$300 Million for a Ballroom? We Can’t Even Afford Food.

$300 Million for a Ballroom? We Can’t Even Afford Food.

They love to play the “but Obama put in a basketball court!” card like it’s a moral-equivalence defense. Cute. Nostalgic, even.

“Yeah, but Joe put in a ping-pong table.”

Now let’s be real for two minutes.


A Wing, Not a Wallpaper Change

Small, tasteful touch-ups? Fine. Presidential family renovations that get congressional approval and a lighthearted chuckle on the evening news aren’t the same as quietly gutting the people’s house and rebuilding it into a gold-plated ego temple.

We’re not talking about swapping a rug or installing solar panels. We’re talking about demolishing an entire wing of the White House — without approval — to build a $300 million ballroom the size of a country club.

All while the government is shut down.

All while people can’t afford health insurance, food, or rent.

All while essential programs are being gutted.


“We Don’t Have the Money” — Except for Billionaires

Remember when “we don’t have the money” meant no school supplies, no cancer research, no veteran programs, no CDC staffing?

Those were the real cuts — the ones that hit actual Americans.

But somehow, we’ve always got the cash to:

  • Hand out tax cuts to billionaires
  • Give billions to ICE to terrorize cities
  • Ship billions overseas to authoritarian “friends”
  • Buy private jets for loyal cronies
  • And sue the DOJ for daring to investigate an insurrection

It’s grotesque. It’s obscene. It’s not governance — It’s basically corruption dressed up to look fancy.


If Obama Sneezed, They Screamed

If a Democrat did even one of these things, the right would spontaneously combust.

Obama wore a tan suit once and Faux News lost its collective mind.

Meanwhile, Trump could drown puppies live on TV and certain corners of the right would still find a way to blame “the woke mob” for distracting him.

The silence isn’t restraint. It’s complicity.


A Ballroom for a Man Who Can’t Dance

Three hundred million dollars. For a ballroom.

For a man who can’t dance and won’t walk anywhere without a golf cart. Bone spurs, remember?

We’ve spent a decade watching a man who moves like he’s doing interpretive jazz hands and jacking-off two giraffes to the YMCA — a song about gay men, by the way, which he still hasn’t figured out.

This isn’t just tone-deaf. It’s mockery of everyone struggling to pay for groceries.


Starving the People, Feeding the Ego

Threatening to cut off food benefits for millions of Americans unless Congress, more importantly, Dems, reopens the government? That’s not negotiation. That’s extortion.

And hearing it from someone who’s never skipped a meal in his life — it’s beyond insulting.

Hunger isn’t missing your extra nuggets, Diaper Don. It’s watching your kid cry over an empty fridge.

You don’t get to starve the working class to fund your golden whorehouse of self-importance.


January 6th Should’ve Been the Line

Until my last breath, I’ll never understand how January 6th wasn’t an instant deal-breaker for every American voter.

How do you watch a mob storm the Capitol — waving flags of one man and vandalizing the hallowed halls of the Capitol — and then say, “Yeah, but egg prices”?

That day should have split the country cleanly between those who believe in democracy and those who believe in dictatorship. The fact that it didn’t? That’s the scariest part of all.


Look to Iceland

In October 1975, women in Iceland didn’t have equal pay. They went on general strike — one day only. The country shut down.

Within weeks, Iceland passed equal-pay laws.

Fifteen years later, they elected their first female president.

That’s power. That’s what happens when everyday people stop accepting crumbs.

General strikes work.


Accountability, Not Revenge

So here’s the message, Mr.
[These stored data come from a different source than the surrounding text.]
PR #12339, opened 2022-09-05
Add a way to retrieve a UTC now datetime in Liquid

Skrypt:
utc: {{ "utc_now" | local | date: "%c" }}
local : {{ "now" | local | date: "%c" }}
local is the default : {{ "now" | date: "%c" }}

image

At the same time I'm questioning the TimeZoneFilter name now. "local" doesn't make sense anymore if we do this. The idea of the TimeZoneFilter should be to allow returning a local DateTime or a DateTime affected by an offset. Here, we should probably consider creating a filter that allows passing a TimeZoneId or an Offset value simply. Need to think about the design. But at the same time `| local` here doesn't make sense to be required to retrieve a UTC DateTime value.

Ex-President:

You’re old. You’re tired. You’re out of magic tricks. The PR can’t hide the rot forever.

But, I’m not wishing you harm. I’m wishing you accountability.

Real, legal, public-record accountability.

The kind that history books print in boldface.

And when that day comes — when the circus folds its tent — people will celebrate. Not out of cruelty, but relief. Relief that the nightmare finally ended.


We’re Not Powerless

I can’t help but be furious. I can’t help but be scared.
But mostly, I’m determined.

I will:

  • Keep reminding people about January 6th
  • Keep pointing to the cuts to kids, vets, and education
  • Keep calling out the billionaire tax-cut scams
  • Keep saying this is not normal

Because it’s not.

We deserve better than a government run like a con. We deserve better than a country where “leadership” means hoarding and cruelty. We deserve a government that works for all of us — not just the ones with yachts.


Final Thought

Until my last breath, I’ll wonder how we didn’t all draw the line sooner. But I’ll also believe that we still can.

Resist. Vote. Organize. Strike if we must.

That’s how we win back the house — literally and figuratively.